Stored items
*** Begin section ***

PR #2739, opened 2017-09-20
Reddit is beta-testing 2FA

haykam821:
Reddit has started enabling a software-generated token. Because of this, I made this pull request but made the exceptions state it's only for beta testers.

image

### DIFF
--- a/_data/social.yml
+++ b/_data/social.yml
@@ -183,7 +183,6 @@ websites:
 
     - name: Reddit
       url: https://www.reddit.com/
-      twitter: reddit
       img: reddit.png
       tfa: Yes
       software: Yes
--- a/_data/social.yml
+++ b/_data/social.yml
@@ -185,7 +185,9 @@ websites:
       url: https://www.reddit.com/
       twitter: reddit
       img: reddit.png
-      tfa: No
+      tfa: Yes
+      exceptions:
+          text: "Only for opt-in beta testers."
 
     - name: Snapchat
       url: https://www.snapchat.com/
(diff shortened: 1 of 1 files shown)


_data/social.yml
```diff
@@ -185,7 +185,10 @@ websites:
       url: https://www.reddit.com/
       twitter: reddit
```
mxxcon: Remote `twitter` if `tfa:yes`

mxxcon (dismissed):

jamcat22:
Additional info seems to be available here: https://www.reddit.com/r/modnews/comments/6x1uh7/twofactor_authentication_beta_for_moderators/

stephengroat:
since this is for moderators only and the such a small subset of their users, i'm not sure this one would be ready to post.

mxxcon:
If you join beta thing on reddit and go to their beta subreddit, you'll see some posts about tfa too..

jamcat22:
Maybe we should use a status label?

RichJeanes:
I think it's fair to add this since it is a pretty big deal for moderators, more so than your every day user. A user gets their account hacked, they might lose some fake internet points. A mod gets their account hacked and a whole community (potentially) gets nuked. But, yes, put an exception text on it that it is beta and mod-only at this time.

Carlgo11 (changes requested):
As per [331440306](https://github.com/2factorauth/twofactorauth/pull/2739#issuecomment-331440306) and [331475143](https://github.com/2factorauth/twofactorauth/pull/2739#issuecomment-331475143), add a note that it's only applied to moderators or set tfa to no.

Carlgo11:
Closing due to inactivity.

PR #2745, opened 2017-09-22
Add PosteItaliane

Nicos18:


mxxcon (changes requested):
Please add only 1 site per pull request.
And please add 32x32 logo file

stephengroat (dismissed):
thanks for the pr @Nicos18

mxxcon (dismissed):
Semantically data is correct, however since I don't read Italian I can't confirm if content is accurate.

mxxcon (commented):
Looking at their twitter, this looks like a postal site? If so then I don't think `banking` is the correct category.  We have _Australia Post_ in `other` category; perhaps this entry should be moved there as well?

Nicos18:
They also offers financial services under the name "BancoPosta" (but the company is the same) as stated in the official page of the company "http://www.posteitaliane.it/en/company/business-areas/index.shtml" (in English)

If this can bring a confusion, I could change the file leaving the "PosteItaliane" referring, and adding "BancoPosta". Or I can change this entry to "other", and create a new line in banking with the "BancoPosta" name. Please let me know @mxxcon

mxxcon:
Does BancoPosta uses the same login system as PosteItaliane?
If they are different login systems, then I think BancoPosta should be listed. If they are the same and BancoPosta is just a service by PostelItaliane, then I think it should be moved to `other` since banking is not the primary purpose of that business.

Nicos18:
@mxxcon yes, the login is the same. There is a private area where, after you sign in, you can choose which service do you need; but, also, there are some specific websites to access a specific service, but you have to use the same user and password of the main site

Carlgo11 (approved):

Carlgo11:
Sorry for the delay @Nicos18.
I changed the Twitter handle so that it matches their capitalization.

Btw, since you know Italian, could you possibly add an Italian translation to our default Twitter messages on https://github.com/2factorauth/twofactorauth/blob/master/_data/languages.yml?

Nicos18:
@Carlgo11 I added an Italian entry in the languages file.

Carlgo11:
@Nicos18 Nice! Could you put it in a pull request please? (a separate pull request from this one that is)

Nicos18:
@Carlgo11 done!

brycx (approved):

PR #2753, opened 2017-09-25
Add Askfm

Nicos18:


stephengroat:
@Nicos18 we tend to only count `tfa: yes` when the site protects it's login with it, not when oauth/third party provided 2fa is the only protection

Nicos18:
@stephengroat I didn't know. I will update the file according to this

_data/social.yml
```diff
@@ -5,6 +5,13 @@ websites:
       img: aboutme.png
       tfa: No
 
+    - name: Askfm
```
Carlgo11: Change the name to `ASKfm`

Carlgo11 (changes requested):

Carlgo11 (changes requested):
Please use this logo instead.
askfm

Carlgo11 (approved):

mxxcon:
Why do you think this site qualifies to be listed?

Nicos18:
I think that it should be listed because ASKfm is a site used especially by bullies (there are many cases about this site), and requesting a 2FA method, many bullies could be discouraged to do this.

mxxcon:
If this is that kind of site, I'm not sure it is even worth getting publicity by being listed here. 🤔

Nicos18:
This is the Wikipedia's page about ASKfm: https://en.wikipedia.org/wiki/ASKfm

If you think that it shouldn't be listed on the site, close this pull request. No problem!

Carlgo11:
@mxxcon ASKfm was popular a couple of years ago with pre-teens and teens (say around 10-13yo).

I’ve never used it myself but I’ve seen some people use it and it’s mostly just anonymous questions to others. ‘Do you think x is cute?’ ‘Did you see what y did today in class?’ and things like that.

By the looks of it most of their accounts seem to be inactive but it was a pretty big social network at that time. That means they still have a lot of data and so it would probably be worth protecting.

As I’ve said earlier, I don’t have any first hand experience with the site but I would assume there would be some bullying happening on such sites. If the target audience is of that age it’s almost impossible not to have that. Especially when people can post anonymously.

As with all social media the negative posts are in a minority but of course that’s the posts that get attention.

Nicos18:
@Carlgo11 I saw myself that, especially for profile with more than 10K answers, in many cases there are very sensitive data, such as the school that the user attends, and so on

mxxcon (approved):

*** End section ***

### Task to carry out:
Count each line above that has the word "such" in it, and write down nothing but the total.

### Task answer:
3